Die Etrusker gehen den Römern zeitlich unmittelbar voraus, sie siedelten auf Gebieten, die alsbald römisches Kernland wurden, und doch wusste man lange Zeit kaum etwas von ihnen. Noch vor wenigen Jahrzehnten galten sie manchen Historikern als „Mythos“, als ein Volk, das „außerhalb von Raum und Zeit gelebt“ habe.

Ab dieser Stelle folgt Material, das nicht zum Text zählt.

PR #62, opened 2018-05-01
feat($mobile): mobile user apis

andrewxhill:
adds api methods for signup and in from mobile

### DIFF
--- a/core/core.go
+++ b/core/core.go
@@ -45,7 +45,7 @@ import (
 )
 
 const VERSION = "0.0.1"
-const apiURL = "https://api.textile.io/"
+const apiURL = "https://api.textile.io"
 
 var client = &http.Client{}
 
--- a/core/core.go
+++ b/core/core.go
@@ -1,6 +1,7 @@
 package core
 
 import (
+	"bytes"
 	"context"
 	"encoding/base64"
 	"encoding/json"
@@ -8,6 +9,7 @@ import (
 	"fmt"
 	"io"
 	"io/ioutil"
+	"net/http"
 	"os"
 	"path"
 	"path/filepath"
@@ -20,6 +22,7 @@ import (
 	"github.com/tyler-smith/go-bip39"
 	"gopkg.in/natefinch/lumberjack.v2"
 
+	models "github.com/textileio/textile-go/central/models"
 	"github.com/textileio/textile-go/net"
 	trepo "github.com/textileio/textile-go/repo"
 	"github.com/textileio/textile-go/repo/db"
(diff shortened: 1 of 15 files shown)


mobile/mobile.go
```diff
@@ -144,3 +147,69 @@ func (w *Wrapper) PairDesktop(pkb64 string) (string, error) {
...
+		return false, errors.New(fmt.Sprintf("weak password - crackable in %s", match.CrackTimeDisplay))
+	}
+	return true, nil
+}
+
+func (w *Wrapper) SignUp(username string, password string, identity string, identityType string) (int, *models.Response, error) {
+	if identityType === "" {
+		identityType = "email_address"
+	}
+	reg := map[string]interface{}{
```
sanderpick: you can just import the actual `Registration` model from central/models

mobile/mobile.go
```diff
@@ -144,3 +147,69 @@ func (w *Wrapper) PairDesktop(pkb64 string) (string, error) {
...
+// TODO: doesn't use a cleaned version of the phone number, if pn is supplied
+func (w *Wrapper) CheckPassword(password string, identity string) (bool, error) {
+	match := zxcvbn.PasswordStrength(password, []string{identity})
+	if match.Score < 3 {
+		return false, errors.New(fmt.Sprintf("weak password - crackable in %s", match.CrackTimeDisplay))
+	}
+	return true, nil
+}
+
+func (w *Wrapper) SignUp(username string, password string, identity string, identityType string) (int, *models.Response, error) {
```
sanderpick: could make this `SignUpWithEmail` to make this simpler on the RN side, then add separate phone method if we ever do that

mobile/mobile.go
```diff
@@ -144,3 +147,69 @@ func (w *Wrapper) PairDesktop(pkb64 string) (string, error) {
 
 	return topic, nil
 }
+
+// TODO: doesn't use a cleaned version of the phone number, if pn is supplied
+func (w *Wrapper) CheckPassword(password string, identity string) (bool, error) {
```
sanderpick: I'd say just let the REST API do this, so we keep the framework size down

mobile/mobile.go
```diff
@@ -144,3 +147,69 @@ func (w *Wrapper) PairDesktop(pkb64 string) (string, error) {
...
+	match := zxcvbn.PasswordStrength(password, []string{identity})
+	if match.Score < 3 {
+		return false, errors.New(fmt.Sprintf("weak password - crackable in %s", match.CrackTimeDisplay))
+	}
+	return true, nil
+}
+
+func (w *Wrapper) SignUp(username string, password string, identity string, identityType string) (int, *models.Response, error) {
+	if identityType === "" {
```
sanderpick: triple equals?

sanderpick:
you'll want this PR in first too https://github.com/textileio/textile-go/pull/61 since it has the referral stuff

core/core.go
```diff
@@ -42,6 +45,9 @@ import (
 )
 
 const VERSION = "0.0.1"
+const apiURL = "https://api.textile.io/"
```
sanderpick: i think the extra slash is duplicate in its current usage below, other than that, hell yeah

PR #64, opened 2018-05-02
fix($desktop): returns supported type for native modules

andrewxhill:
was return complex types, now converting them to json


andrewxhill:
going to cowboy merge

andrewxhill:
while sander's at the gym 🙈

PR #65, opened 2018-05-02
fix($mobile): returns strings instead of data

andrewxhill:
was hopeful that i could make data types work in both bridges, but finally just returns full on strings instead of data


andrewxhill:
this version is already in my pending textile-mobile pr

andrewxhill:
this needs a merge so we can do a new build with your double room join fix

PR #69, opened 2018-05-03
Start and Stop methods for gateway moved to node methods

carsonfarmer:
This should allow us to gracefully stop the gateway server before shutting down

PR #70, opened 2018-05-03
feat(core): local signin, signout, and central jwt token storage

sanderpick:
- stores username and jwt tokens in `ConfigDB` via a `SignIn` and `SignOut` internal core methods
- exposes methods for get getting username and tokens to RN
- runs all tests together, core + mobile node doing signup + signin to local running central api


carsonfarmer:
Dang, didn't mean to approve, I meant to request one change:

Please update line 176 in `textile.go` to reflect the new `NewNode` call signature.
```
node, err := core.NewNode(dataDir, false, logging.DEBUG)
```

sanderpick:
haha, was more involved than I imagined!

sanderpick:
ok, updated that call signature, also exposed a `SignOut` method which just ditches the local username and tokens

textile.go
```diff
@@ -173,7 +173,8 @@ func main() {
 
 	// create a desktop textile node
 	// TODO: darwin should use App. Support dir, not home dir
-	node, err := core.NewNode(dataDir, false, logging.DEBUG)
+	// TODO: make api url configuratable via an option flag
+	node, err := core.NewNode(dataDir, "https://api.textile.io", false, logging.DEBUG)
```
carsonfarmer: sweet 👍

mobile/mobile_test.go
```diff
@@ -38,6 +45,50 @@ func TestWrapper_StartAgain(t *testing.T) {
...
+}
+
+func TestWrapper_GetUsername(t *testing.T) {
+	un, err := wrapper.GetUsername()
+	if err != nil {
+		t.Errorf("get username failed: %s", err)
+		return
+	}
+	if *un != cusername {
+		t.Errorf("got bad username: %s", un)
```
carsonfarmer: Looks like this doesn't need to be `Errorf`?

central/controllers/controllers_test.go
```diff
@@ -1,10 +0,0 @@
-package controllers_test
-
-import (
```
carsonfarmer: do you need to import test here?

sanderpick: nah, file is deleted... cleaning up the test flow right now so it can find this test package in ci

mobile/mobile_test.go
sanderpick: oh yeah, needs to be `*un`

central/controllers/controllers_test.go
carsonfarmer: Are you going to add that to this PR or a separate one?

sanderpick: this one, tests won't pass otherwise

sanderpick: will ping you when i update it

sanderpick:
@asutula @andrewxhill some changes to `Mobile.framework`:
- `NewNode` requires the central api url as a second param (`"https://api.textile.io"`) - needed to do that for testing the whole shabang
- signup/in methods only return `error`, not the response object
  - `SignUpWithEmail(username string, password string, email string, referral string) error`
  - `SignIn(username string, password string) error`
- you can get username via `GetUsername`, returns `(string, error)`
- you can get the access token via `GetAccessToken`, returns `(string, error)`
- you can see if we're logged in with `IsSignedIn`, returns `bool`
- you can sign out with `SignOut`, returns `error`

sanderpick:
okay @carsonfarmer - fixes the tests. In the future, if tests are failing no need to even start the review, I can see what's failing and will just be working on fixing those issues... will expect the same from you guys!

carsonfarmer:
Ok, so I really do think it'll go better to merge #69 _before_ merging this one, particularly given the changes to `Mobile.framework` to come as a result...

core/core.go
```diff
@@ -305,6 +308,55 @@ func (t *TextileNode) Stop() error {
...
+		log.Errorf("signin error: %s", err)
+		return err
+	}
+	if res.Error != nil {
+		log.Errorf("signin error from central: %s", err)
+		return errors.New(*res.Error)
+	}
+
+	// local signin
+	if err := t.Datastore.Config().SignIn(creds.Username, res.Session.AccessToken, res.Session.RefreshToken); err != nil {
```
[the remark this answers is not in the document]
sanderpick: ok, adding!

Das ist nun wahrlich der Stand von vorgestern. Gleichwohl hat es lange gedauert, bis die Etrusker in ihren kulturellen Leistungen erkannt wurden. Und nun trat vor wenigen Jahren, dem Zufall sei Dank, ein gewichtiges Konvolut an Fundstücken zutage, das die Kenntnis von diesem nicht untergegangenen, sondern in den ihnen folgenden Römern quasi aufgelösten Volk erheblich vertieft und weiter vertiefen wird.

Hunderte von Münzen

In dem südtoskanischen Badeort San Casciano dei Bagni wurde 2022 und 2024 in Grabungskampagnen ein antikes Bad erschlossen, in dessen Schwefelschlamm sich gleich ein ganzes Dutzend an Bronzeskulpturen vorzüglich erhalten hat, dazu Hunderte von Kleinobjekten und darunter vor allem Münzen. Der Fund belegt nicht nur die über sehr lange Zeiträume sich erstreckende Nutzung dieser Heilquelle, sondern zugleich den hohen kulturellen Rang derer, die sich dorthin zu Linderung und Gesundung begaben, verbunden mit rituellen Handlungen, mit Weihen und Opferungen.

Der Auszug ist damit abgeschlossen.